▶ **Dataset entries**

PR #17795, opened 2023-08-31
Introduce improve changefeed latency section

kathancox:
Fixes DOC-7906

This PR adds a section to the Advanced Changefeed Configuration page around cluster settings that customers can tweak in order to improve changefeed latency.

- three cluster settings to use in combination
- some detail for each and a brief recommendation on what to change
- warnings around how adjusting these settings may affect transactions

### DIFF
--- a/src/current/v23.1/advanced-changefeed-configuration.md
+++ b/src/current/v23.1/advanced-changefeed-configuration.md
@@ -6,7 +6,7 @@ docs_area: stream_data
 ---
 
 {{site.data.alerts.callout_danger}}
-The configurations and settings explained on this page will have a significant impact on a changefeed's behavior and could potentially affect a cluster's performance. Thoroughly test before deploying any changes to productions.
+The configurations and settings explained on this page will have a significant impact on a changefeed's behavior and could potentially affect a cluster's performance. Thoroughly test before deploying any changes to production.
 {{site.data.alerts.end}}
 
 The following sections describe performance, settings, configurations, and details to tune [changefeeds]({% link {{ page.version.version }}/change-data-capture-overview.md %}):
--- a/src/current/v23.1/advanced-changefeed-configuration.md
+++ b/src/current/v23.1/advanced-changefeed-configuration.md
@@ -33,38 +33,41 @@ kvadmission.rangefeed_catchup_scan_elastic_control.enabled
 
 For a more technical explanation of elastic CPU, refer to the [Rubbing control theory on the Go scheduler](https://www.cockroachlabs.com/blog/rubbing-control-theory/) blog post.
 
-### Improving latency
+### Latency in changefeeds
 
-Latency in changefeeds is the sum of the time it takes to:
+When you are running large workloads, changefeeds can encounter or cause latency in a cluster in the following ways:
 
-- Commit writes to the database.
-- Encode [changefeed messages]({% link {{ page.version.version }}/changefeed-messages.md %}).
-- Deliver the message to the [sink]({% link {{ page.version.version }}/changefeed-sinks.md %}).
+- Changefeeds can have an impact on SQL latency in the cluster generally.
+- Changefeeds can encounter latency in **events** emitting. This latency is the total time CockroachDB takes to:
+    - Commit writes to the database.
+    - Encode [changefeed messages]({% link {{ page.version.version }}/changefeed-messages.md %}).
+    - Deliver the message to the [sink]({% link {{ page.version.version }}/changefeed-sinks.md %}).
 
-To improve changefeed latency, you can use the following [cluster settings]({% link {{ page.version.version }}/cluster-settings.md %}) to reduce bursts of rangefeed work so that updates are paced steadily over time. It is necessary to adjust these cluster settings together in order to have an effect on changefeed latency. However, note that these can have an effect on running transactions, and should be adjusted and tested with your particular workload.
+The following [cluster settings]({% link {{ page.version.version }}/cluster-settings.md %}) reduce bursts of [rangefeed]({% link {{ page.version.version }}/create-and-configure-changefeeds.md %}#enable-rangefeeds) work so that updates are paced steadily over time.
+
+{{site.data.alerts.callout_danger}}
+We do **not** recommend adjusting these settings unless you are running a large workload, or are working with the Cockroach Labs [support team]({{ link_prefix }}support-resources.html).
+{{site.data.alerts.end}}
 
 #### `kv.closed_timestamp_target_duration`
 
-Each [range]({% link {{ page.version.version }}/architecture/overview.md %}#range) in CockroachDB tracks a property called the [_closed timestamp_]({% link {{ page.version.version }}/architecture/transaction-layer.md %}#closed-timestamps), which means that no new writes can ever be introduced at or below that timestamp. Decreasing the target duration can reduce changefeed latency, so that the changefeed job can [checkpoint]({% link {{ page.version.version }}/how-does-an-enterprise-changefeed-work.md %}) more frequently and deliver messages to the sink.
+**Default:** `3s`
 
-Default: `3s`
-Recommendation: Decreasing to `1s`–`2s`.
+This setting controls the frequency of checkpoints for each [range]({% link {{ page.version.version }}/architecture/overview.md %}#range). A changefeed aggregates these checkpoints across all ranges, and once the timestamp on all the ranges advances, the changefeed can then [checkpoint]({% link {{ page.version.version }}/how-does-an-enterprise-changefeed-work.md %}). As a result, the higher the value of this setting the longer it can take for a changefeed to checkpoint. It is important to note that a changefeed at default configuration does not checkpoint more often than once every 30 seconds.
+
+In clusters running large-scale workloads, increasing this setting can help to lower the potential impact of changefeeds on SQL latency. That is, an increase in the setting could lower the load on the cluster. This is important for workloads with tables in the TB range of data. However, for most workloads, we recommend leaving this setting at the default of `3s`.
 
 {{site.data.alerts.callout_danger}}
-Thoroughly test any decrease to the closed timestamp interval before deploying the change in production, because such an adjustment can cause [contention]({% link {{ page.version.version }}/performance-best-practices-overview.md %}#understanding-and-avoiding-transaction-contention) between transactions.
+Thoroughly test any adjustment in cluster settings before deploying the change in production.
 {{site.data.alerts.end}}
-
-#### `kv.closed_timestamp.side_transport_interval`
-
-When there is a period of no write activity, the _side-transport_ is a node-level process that fixes a timestamp to close for groups of ranges. This cluster setting adjusts how often the side-transport process will attempt to move the [closed timestamp]({% link {{ page.version.version }}/architecture/transaction-layer.md %}#closed-timestamps) forward. The smaller the interval, the more frequently the side-transport will attempt to move the timestamp forward.
-
-This will also affect changefeed checkpoints. That is, if the interval is decreased the changefeed will be able to read and checkpoint more frequently, rather than collecting changes into fewer, less frequent checkpoints. To improve changefeed latency, we recommend decreasing the `kv.closed_timestamp.side_transport_interval` cluster setting.
-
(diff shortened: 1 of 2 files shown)


kathancox:
Hey @amruss @miretskiy, could you take a look at this PR and check out the accuracy here on the settings descriptions? As well as anything else we might want to mention?

kathancox:
Hey @amruss @miretskiy, just a friendly reminder ping on this one, thanks!

src/current/v23.1/advanced-changefeed-configuration.md
```diff
@@ -33,6 +33,39 @@ kvadmission.rangefeed_catchup_scan_elastic_control.enabled
...
+- Deliver the message to the [sink]({% link {{ page.version.version }}/changefeed-sinks.md %}).
+
+To improve changefeed latency, you can use the following [cluster settings]({% link {{ page.version.version }}/cluster-settings.md %}) to reduce bursts of rangefeed work so that updates are paced steadily over time. It is necessary to adjust these cluster settings together in order to have an effect on changefeed latency. However, note that these can have an effect on running transactions, and should be adjusted and tested with your particular workload.
+
+#### `kv.closed_timestamp_target_duration`
+
+Each [range]({% link {{ page.version.version }}/architecture/overview.md %}#range) in CockroachDB tracks a property called the [_closed timestamp_]({% link {{ page.version.version }}/architecture/transaction-layer.md %}#closed-timestamps), which means that no new writes can ever be introduced at or below that timestamp. Decreasing the target duration can reduce changefeed latency, so that the changefeed job can [checkpoint]({% link {{ page.version.version }}/how-does-an-enterprise-changefeed-work.md %}) more frequently and deliver messages to the sink.
+
```
miretskiy, line 49: This section is mostly incorrect -- sorry, @kathancox .
It's not on you, it's just these
settings have been the source of great many problems in the past, and continue to be very problematic.

Recently, the default on master was bumped to 3s (from old value of 0 -- which then used the value of the setting below -- the 200ms `kv.closed_timestamp.side_transport_interval` setting).  We have some customers who run with even higher values.

My first recommendation is: don't touch this setting unless you know what you're doing (more on this below).

My second recommendation is to never set it low.  If this setting was ever altered by the customer, I recommend they reset this setting value to 3s or higher.

So, what does this setting do? it controls the frequency of checkpoints for each range.  Changefeed aggregates those checkpoints across *all* ranges, and once all ranges advance -- then the changefeed can checkpoint.  Therefore, the higher the value of this setting the longer it could take for changefeed to checkpoint.  It is important to understand that in its default configuration changefeed does not checkpoint more often than once every 30 seconds.    So, by setting this setting to be low, you're actually not making changefeed do anything other than adding more load on your cluster.

As mentioned above, some customers set this setting to be as high as 30s.  And the reason why you may want to do that is to attempt to lower the impact of changefeeds on SQL latency.  The reasons are rather deep and technical, but I think we can comfortably say that increasing this setting will reduce the load on the cluster and, conversely,  decreasing it will do exact opposite.
This is particularly important for very large scale customers, and I think we should call these out.  Basically, unless you're in TB range, there is no reason for you to touch this setting. If you have very large tables, consider *increasing* this setting.


I do not recommend it being set higher than say 20-30s.  In all honesty, the new default of 3 seconds is pretty good.

Next, we need to understand, and *fix* misunderstanding that somehow this setting impacts changefeed latency.  As I explained above, this setting *could* impact how often changefeed can checkpoints.  It could impact how often changefeed will emit "resolved" events.  But this does *not* impact how long it will take for changefeed to emit real event (an update).  I suspect the reason for this is the "max changefeed latency" graph we had for very long time where the time since the last checkpoint was treated as "latency" -- and let's be very clear: it is *not* event latency.

src/current/v23.1/advanced-changefeed-configuration.md
```diff
@@ -33,6 +33,39 @@ kvadmission.rangefeed_catchup_scan_elastic_control.enabled
...
+{{site.data.alerts.end}}
+
+#### `kv.closed_timestamp.side_transport_interval`
+
+When there is a period of no write activity, the _side-transport_ is a node-level process that fixes a timestamp to close for groups of ranges. This cluster setting adjusts how often the side-transport process will attempt to move the [closed timestamp]({% link {{ page.version.version }}/architecture/transaction-layer.md %}#closed-timestamps) forward. The smaller the interval, the more frequently the side-transport will attempt to move the timestamp forward.
+
+This will also affect changefeed checkpoints. That is, if the interval is decreased the changefeed will be able to read and checkpoint more frequently, rather than collecting changes into fewer, less frequent checkpoints. To improve changefeed latency, we recommend decreasing the `kv.closed_timestamp.side_transport_interval` cluster setting.
+
+For more information on the side-transport interval, refer to [An epic read on follower reads](https://www.cockroachlabs.com/blog/follower-reads-stale-data/) on the Cockroach Labs Blog.
+
```
miretskiy, line 64: I think we should change our recommendation with respect to this setting.

Do not touch this setting.
Set the `kv.closed_timestamp_target_duration` to 3 seconds if it is 0 (that's the old default, which fell back to this setting).

It was a mistake (corrected on master, and backported, I think) to conflate these 2 settings together.  One is purely about rangefeed checkpoints.  This one IS about follower reads.  You certainly don't want to make your follower read queries slower because you're trying to tune changefeeds.

src/current/v23.1/advanced-changefeed-configuration.md
```diff
@@ -33,6 +33,39 @@ kvadmission.rangefeed_catchup_scan_elastic_control.enabled
...
+#### `kv.rangefeed.closed_timestamp_smear_interval`
+
+This setting provides a mechanism to pace the [closed timestamp]({% link {{ page.version.version }}/architecture/transaction-layer.md %}#closed-timestamps) notifications to follow replicas. Decreasing the closed timestamp smear interval makes rangefeed closed timestamp delivery less spiky, which can reduce its impact on foreground SQL query latency.
```
miretskiy, line 67: I think we should mention that the default is 1ms; and that's reasonably.
It can be set to higher values, but anything higher than 20ms probably will not matter.

I also think we should expand this section to include an explanation of what this setting actually does.  Let's say you have a fairly large table, and one of the nodes in the cluster is hosting 5000 ranges from this table.  Normally, the the rangefeed system will wake up every `kv.closed_timestamp_target_duration` (say 3s) and every 3 seconds it'll publish checkpoints for all 6000 ranges.  What this setting says is: take 3s frequency and divide it into 1ms chunks -- there are 3000 of those chunks. And instead of publishing checkpoints for all 6000 ranges, publish checkpoints for 2 ranges -- but do this every 1 millisecond.

This sounds like a lot of work, but what this does is that it generates smooth and predictable load, instead of spiky, large (6000 ranges!) load.

miretskiy (changes requested):

src/current/v23.1/advanced-changefeed-configuration.md
kathancox: That's OK, thanks for the detail. There wasn't much information on this around, so it is not surprising this needs some adjustment!

I have synthesized your explanation about this setting into the section, and not recommended any change unless customers have large workloads. I also adapted the intro to the overall section to mention how we're not just talking about changefeed event latency. 

Does these changes but reflect what we want here?

src/current/v23.1/advanced-changefeed-configuration.md
kathancox: I have actually removed the `side_transport_interval` setting with this change. It seems like we don't really want to talk about this here? Correct me though, if we do actually want to say something about it here.

src/current/v23.1/advanced-changefeed-configuration.md
kathancox: I have included your example here — I think this is a good illustration. What do you think?

kathancox:
@miretskiy I have gone through your feedback and made some changes. Let me know what you think. I think it has made the section more of an "about" these settings rather than actively calling on the user to change them, which seems maybe more sensible — but, let me know your thoughts!

Thanks for the detailed feedback, I do appreciate it.

miretskiy (approved):
Very nice!

src/current/v23.1/advanced-changefeed-configuration.md
miretskiy: It's great.

src/current/v23.1/advanced-changefeed-configuration.md
miretskiy: Yes; that's great.

src/current/v23.1/advanced-changefeed-configuration.md
```diff
@@ -33,6 +33,42 @@ kvadmission.rangefeed_catchup_scan_elastic_control.enabled
...
+Thoroughly test any adjustment in cluster settings before deploying the change in production.
+{{site.data.alerts.end}}
+
+#### `kv.rangefeed.closed_timestamp_smear_interval`
+
+**Default:** `1ms`
+
+This setting provides a mechanism to pace the [closed timestamp]({% link {{ page.version.version }}/architecture/transaction-layer.md %}#closed-timestamps) notifications to follower replicas. Decreasing the closed timestamp smear interval makes rangefeed closed timestamp delivery less spiky, which can reduce its impact on foreground SQL query latency.
+
+For example, if you have a large table, and one of the nodes in the cluster is hosting 6000 ranges from this table. Normally, the rangefeed system will wake up every `kv.closed_timestamp_target_duration` (default `3s`) and every 3 seconds it will publish checkpoints for all 6000 ranges. In this scenario, the `kv.rangefeed.closed_timestamp_smear_interval` setting takes the `3s` frequency and divides it into `1ms` chunks. Instead of publishing checkpoints for all 6000 ranges, it will publish checkpoints for 2 ranges every `1ms`. This produces a more predictable and level load, rather than spiky, large bursts of workload.
```
ashleykwtam, line 70: nit:

```suggestion
For example, suppose your cluster has a large table, and one of the nodes in the cluster is hosting 6000 ranges from this table. Normally, the rangefeed system will wake up every `kv.closed_timestamp_target_duration` (default `3s`) and every 3 seconds it will publish checkpoints for all 6000 ranges. In this scenario, the `kv.rangefeed.closed_timestamp_smear_interval` setting takes the `3s` frequency and divides it into `1ms` chunks. Instead of publishing checkpoints for all 6000 ranges, it will publish checkpoints for 2 ranges every `1ms`. This produces a more predictable and level load, rather than spiky, large bursts of workload.
```

src/current/v23.1/advanced-changefeed-configuration.md
```diff
@@ -33,6 +33,42 @@ kvadmission.rangefeed_catchup_scan_elastic_control.enabled
...
+
+#### `kv.closed_timestamp_target_duration`
+
+**Default:** `3s`
+
+This setting controls the frequency of checkpoints for each [range]({% link {{ page.version.version }}/architecture/overview.md %}#range). A changefeed aggregates these checkpoints across all ranges, and once the timestamp on all the ranges advances, the changefeed can then [checkpoint]({% link {{ page.version.version }}/how-does-an-enterprise-changefeed-work.md %}). As a result, the higher the value of this setting the longer it can take for a changefeed to checkpoint. It is important to note that a changefeed at default configuration does not checkpoint more often than once every 30 seconds.
+
+In clusters running large-scale workloads, increasing this setting can help to lower the potential impact of changefeeds on SQL latency. That is, an increase in the setting could lower the load on the cluster. This is important for workloads with tables in the TB range of data. However, for most workloads, we recommend leaving this setting at the default of `3s`.
+
+{{site.data.alerts.callout_danger}}
```
ashleykwtam, line 60: should this warning be placed after both cluster settings?

ashleykwtam (approved):
LGTM, other than a small nit!

src/current/v23.1/advanced-changefeed-configuration.md
kathancox: This is a valid alternative! Totally a preference thing, I just find that "suppose" sounds a bit colloquial / dialog vocab like.  I'm going to keep as is for now, but certainly open to discussion on this.

src/current/v23.1/advanced-changefeed-configuration.md
kathancox: This one warning I kept to the upper setting because the lower one we really don't anticipate customers changing. I have altered part of the language in that setting's description to ensure it's a little clearer that the default is actually good here.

▶ **Exercise objective**
Which lines above hold the string "increasing"? Copy each of them.

▶ **Expected answer**
+In clusters running large-scale workloads, increasing this setting can help to lower the potential impact of changefeeds on SQL latency. That is, an increase in the setting could lower the load on the cluster. This is important for workloads with tables in the TB range of data. However, for most workloads, we recommend leaving this setting at the default of `3s`.
As mentioned above, some customers set this setting to be as high as 30s.  And the reason why you may want to do that is to attempt to lower the impact of changefeeds on SQL latency.  The reasons are rather deep and technical, but I think we can comfortably say that increasing this setting will reduce the load on the cluster and, conversely,  decreasing it will do exact opposite.
This is particularly important for very large scale customers, and I think we should call these out.  Basically, unless you're in TB range, there is no reason for you to touch this setting. If you have very large tables, consider *increasing* this setting.
+In clusters running large-scale workloads, increasing this setting can help to lower the potential impact of changefeeds on SQL latency. That is, an increase in the setting could lower the load on the cluster. This is important for workloads with tables in the TB range of data. However, for most workloads, we recommend leaving this setting at the default of `3s`.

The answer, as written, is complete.